Electric Power Research Institute of Yunnan Power Grid Co.,Ltd.
K-means聚类算法因计算速度快、准确率高等优势被应用于大规模配电网数据异常检测,但当聚类数不合适时,可能导致聚类结果不理想。提出了一种基于改进elbow method和轮廓系数的聚类数选择算法IES(improved elbow method and silhouette coefficient),该算法首先利用elbow method的聚类评价指标和聚类数上限,确定随数据集不同而自适应变化的阈值,通过自适应阈值求解聚类数下限,然后在聚类数上下限内计算轮廓系数,并提出“一个极大值”规则避免计算所有轮廓系数,提高算法速度,最后利用轮廓系数选取合适聚类数。通过召回率评价异常检测效果,说明为K-means选取合适聚类数对异常检测的重要性。算例结果表明：IES算法能在自适应获取最佳聚类数的同时,大大削减计算时间,提高了K-means算法在线监测的准确率和高效性。
K-means clustering algorithm has been applied to anomaly detection of large-scale distribution network data due to its advantages of fast computation speed and high accuracy. However, when the assumed clustering number is not appropriate, the algorithm may lead to unavailability of clustering results.
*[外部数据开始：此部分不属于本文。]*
PR #502, opened 2026-06-26
[BUZZOK-31264] No Reasoning events in E2E test

0pcHang:
# RATIONALE
- Fixing E2E tests when failing to emit reasoning events

## Checklist
- [x] Updated Changelog

---

> [!NOTE]
> **Low Risk**
> E2E workflow and test-only changes; no production agent or auth paths modified.
> 
> **Overview**
> Fixes E2E failures where LangGraph and LlamaIndex runs did not emit **reasoning** events because the dragent `workflow.yaml` configs still used `temperature: 0`, which blocks extended thinking.
> 
> Both **LangGraph** and **LlamaIndex** e2e workflows now unset temperature (`temperature: ~`) and pass `extra_body.thinking` (`type: enabled`, `budget_tokens: 1024`) so thinking/reasoning can surface in the stream. The multi-turn history test keeps the `"reasoning" in roles` assertion behind `should_run_reasoning_test()` (langgraph/llamaindex + model supports reasoning); comments were clarified. Release **0.19.10** (changelog + lockfiles).
> 
> <sup>Reviewed by [Cursor Bugbot](https://cursor.com/bugbot) for commit 45fbbe18be41d9c0a95f59af732fad1a6023f837. Configure [here](https://www.cursor.com/dashboard/bugbot).</sup>


e2e-tests/dragent/langgraph/workflow.yaml
```diff
@@ -30,7 +30,11 @@ general:
 llms:
   datarobot_llm:
     _type: datarobot-llm-component
-    temperature: 0
+    temperature: ~
+    extra_body:
+      thinking:
+        type: enabled
+        budget_tokens: 1024
```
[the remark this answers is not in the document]
tsdaemon: This. We have several workflow files with different reasoning overrides: each LLM does it differently.

In this specific case, reasoning has to be enabled in workflow YAMLs we use in moderation tests: https://github.com/datarobot-oss/datarobot-genai/blob/main/e2e-tests/cases/moderations.yaml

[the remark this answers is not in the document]
tsdaemon: Also, please re-run `moderations` test case manually, and attach it to the PR.

0pcHang:
image

0pcHang:
image

CHANGELOG.md
```diff
@@ -4,6 +4,10 @@ All notable changes to this project will be documented in this file.
 
 The format is based on [Keep a Changelog](https://keepachangelog.com/en/1.1.0/).
 
+## 0.22.1
+- Updated `workflow.yaml` for LangGraph and LlamaIndex to enable reasoning
```
tsdaemon:
```suggestion
- Updated `‎workflow-nemo-guardrails-moderations.yaml‎` for LangGraph and LlamaIndex to enable reasoning and fix reasoning tests.
```

CHANGELOG.md
```diff
@@ -4,6 +4,10 @@ All notable changes to this project will be documented in this file.
...
+- Updated test to assert when model supports reasoning events
```
tsdaemon: You didn't update this?

tsdaemon (commented):
This looks good! Can you also check other workflow files for moderations test? I suppose we need to configure reasoning for respective models there.

In general, I must say that its rather quite a drag when reasoning config depends on a selected models, and we select models by means of env variables. This really makes it a bit disconnected. I have initially opposed @cavitcakir when he proposed making an environment flag to enable-disable reasoning: because in every model there is a different setting for that, and we don't want to be implementing 10 different ways of enable reasoning. But now it seems like its not a bad idea anymore: we can make a helper in our model configuration, which adapts to custom settings of every provider to enable reasoning. But I would like to hear what do you think about it.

Based on improved elbow method and silhouette coefficient (IES), a clustering number selection algorithm IES is proposed. Firstly, the clustering evaluation index of the elbow method and the upper limit of clustering number are used to set a threshold which can adaptively change with data sets and is used to solve the lower limit of clustering number, and then the silhouette coefficient is calculated within the upper and lower limit of the clustering number. In order to improve the algorithm speed and avoid calculating all the silhouette coefficients, an “one maximum” rule is proposed. Finally, the calculated silhouette coefficients are used to select the appropriate clustering number. The effect of anomaly detection is evaluated by recall rate, and the importance of selecting appropriate clustering number for K-means anomaly detection is illustrated. Simulation results show that IES algorithm can obtain the optimal clustering number adaptively, and at the same time, greatly shorten the calculation time, and improve the accuracy and efficiency of the K-means algorithm in online monitoring.